[Start of Attachment]
PR #567, opened 2026-08-29
feat(collapse-pairing-into-gateway): one pairing surface on Gateway; Security links to it

robertcsakany:
Implements OpenSpec change `collapse-pairing-into-gateway`.

Collapses the duplicated pairing UI to the ONE Gateway "Connect a device" surface:
- `noSecureRoad` block keyed on the `no_reachable_endpoint` response (never an unloaded payload / endpoint count) — explain + Set-up-the-Gateway action + localhost escape hatch, per mockups/gateway-empty.html
- `onSetupRequested` prop (dialog → Setup tab; page → focus provider section; fallback navigates + scrolls `#connect-a-device`)
- full selectable fingerprint + payload `urls[]` in the pairing context panel
- Settings ▸ Security renders a link (`security-pair-link`), no pairing controls; `PairingView` and orphaned `QrCodeDialog` deleted; single encoder pinned by structural tests
- `guardPairingUrls` loopback-http exemption (mirrors the server test-origin rule); all other non-TLS entries stay fail-closed
- 15 i18n keys retired, 5 new keys in both catalogues

QA/manual tasks (F6 physical camera scan, F7 visual pass) deferred to post-merge verification.

Test plan: 22 automated scenarios green (L1 vitest + L3 docker harness); 7 deterministic enforcers green; @review (deepseek-v4-pro) — SHIP, no blocking findings.


robertcsakany:
@coderabbitai full review

robertcsakany:
CodeRabbit round 1 triage — 3 of 8 applied, 5 rejected with reasons:

APPLIED
1. docs/architecture.md — the noSecureRoad block vs endpoint-count empty distinction (committable suggestion taken verbatim).
2. i18n-hu `beolvassad` → `beolvasod` — grammar fix accepted.
3. tests/e2e/pairing-qr.spec.ts F5 cleanup now restores the SAVED `publicBaseUrls` instead of writing `[]`.

REJECTED
4. tasks.md "do not mark deferred manual verification complete" — flipping manual-only rows is this repo's ship-change convention (manifest-aware defer, step 1: manual-only rows are marked done and verified post-merge).
5. GatewayPage section reorder (QR before provider) — the provider-first order is the reviewed design; F3 asserts land+scroll, which works from any scroll position; reordering would churn a reviewed surface for a nit.
6. "State the loopback exception in the pairing note" — prod never emits loopback http into payload `urls[]` (server gate); the same-machine path is covered by the escape-hatch copy; new user-facing strings would spend i18n budget on a test-only case. The exception is documented at the guard.
7. "Use a link, not a button" — the Security link deliberately mirrors the existing `Open Security →` button (Nielsen #4 consistency, ui-plan.md variant A1); the handler needs JS for the land+scroll regardless.
8. "Move the sidecar record into tests/e2e/AGENTS.md" — the per-file sidecar + one-line dir row is this repo's docs convention (`pairing-qr.spec.ts.AGENTS.md` is the direct precedent).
[End of Attachment]
(Action item): In the listing above, find the line holding "Collapses the duplicated" and the line holding "grammar fix accepted.", then output those two lines and every line between them exactly.

(Task output):
Collapses the duplicated pairing UI to the ONE Gateway "Connect a device" surface:
- `noSecureRoad` block keyed on the `no_reachable_endpoint` response (never an unloaded payload / endpoint count) — explain + Set-up-the-Gateway action + localhost escape hatch, per mockups/gateway-empty.html
- `onSetupRequested` prop (dialog → Setup tab; page → focus provider section; fallback navigates + scrolls `#connect-a-device`)
- full selectable fingerprint + payload `urls[]` in the pairing context panel
- Settings ▸ Security renders a link (`security-pair-link`), no pairing controls; `PairingView` and orphaned `QrCodeDialog` deleted; single encoder pinned by structural tests
- `guardPairingUrls` loopback-http exemption (mirrors the server test-origin rule); all other non-TLS entries stay fail-closed
- 15 i18n keys retired, 5 new keys in both catalogues

QA/manual tasks (F6 physical camera scan, F7 visual pass) deferred to post-merge verification.

Test plan: 22 automated scenarios green (L1 vitest + L3 docker harness); 7 deterministic enforcers green; @review (deepseek-v4-pro) — SHIP, no blocking findings.


robertcsakany:
@coderabbitai full review

robertcsakany:
CodeRabbit round 1 triage — 3 of 8 applied, 5 rejected with reasons:

APPLIED
1. docs/architecture.md — the noSecureRoad block vs endpoint-count empty distinction (committable suggestion taken verbatim).
2. i18n-hu `beolvassad` → `beolvasod` — grammar fix accepted.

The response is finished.